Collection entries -
PR #6488, opened 2023-05-25
fix(remix-dev): loosen `prettier` version

### LINKED ISSUE #5444: Relax version of Prettier in `package.json`

v1.12.0

- [X] Yes

### Steps to Reproduce

I upgraded Prettier in my project to v2.8.4, but I see that v2.7.1 keeps installed in parallel because it's a dependency of `@remix-run/dev`.

### Expected Behavior

Unless there's a good reason not to, Remix should use a `^` version for Prettier:
```diff
-  "prettier": "2.7.1",
+  "prettier": "^2.7.1",
```

### Actual Behavior

It's currently pinned to the specific `2.7.1` version.
https://github.com/remix-run/remix/blob/9adf87c663207e687fbb8e89d2ee4868504fc52c/packages/remix-dev/package.json#L59

MichaelDeBoey:
Closes #5444

### DIFF
--- a/package.json
+++ b/package.json
@@ -109,7 +109,7 @@
     "lodash": "^4.17.21",
     "npm-run-all": "^4.1.5",
     "patch-package": "^6.5.0",
-    "prettier": "2.7.1",
+    "prettier": "^2.7.1",
     "prompt-confirm": "^2.0.4",
     "react": "^18.2.0",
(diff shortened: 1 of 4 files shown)


roninliu:
what's time publish the version in your plan?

Aim of the task -
Please write out all of the records above, character for character.

Finished exercise -
PR #6488, opened 2023-05-25
fix(remix-dev): loosen `prettier` version

### LINKED ISSUE #5444: Relax version of Prettier in `package.json`

v1.12.0

- [X] Yes

### Steps to Reproduce

I upgraded Prettier in my project to v2.8.4, but I see that v2.7.1 keeps installed in parallel because it's a dependency of `@remix-run/dev`.

### Expected Behavior

Unless there's a good reason not to, Remix should use a `^` version for Prettier:
```diff
-  "prettier": "2.7.1",
+  "prettier": "^2.7.1",
```

### Actual Behavior

It's currently pinned to the specific `2.7.1` version.
https://github.com/remix-run/remix/blob/9adf87c663207e687fbb8e89d2ee4868504fc52c/packages/remix-dev/package.json#L59

MichaelDeBoey:
Closes #5444

### DIFF
--- a/package.json
+++ b/package.json
@@ -109,7 +109,7 @@
     "lodash": "^4.17.21",
     "npm-run-all": "^4.1.5",
     "patch-package": "^6.5.0",
-    "prettier": "2.7.1",
+    "prettier": "^2.7.1",
     "prompt-confirm": "^2.0.4",
     "react": "^18.2.0",
(diff shortened: 1 of 4 files shown)


roninliu:
what's time publish the version in your plan?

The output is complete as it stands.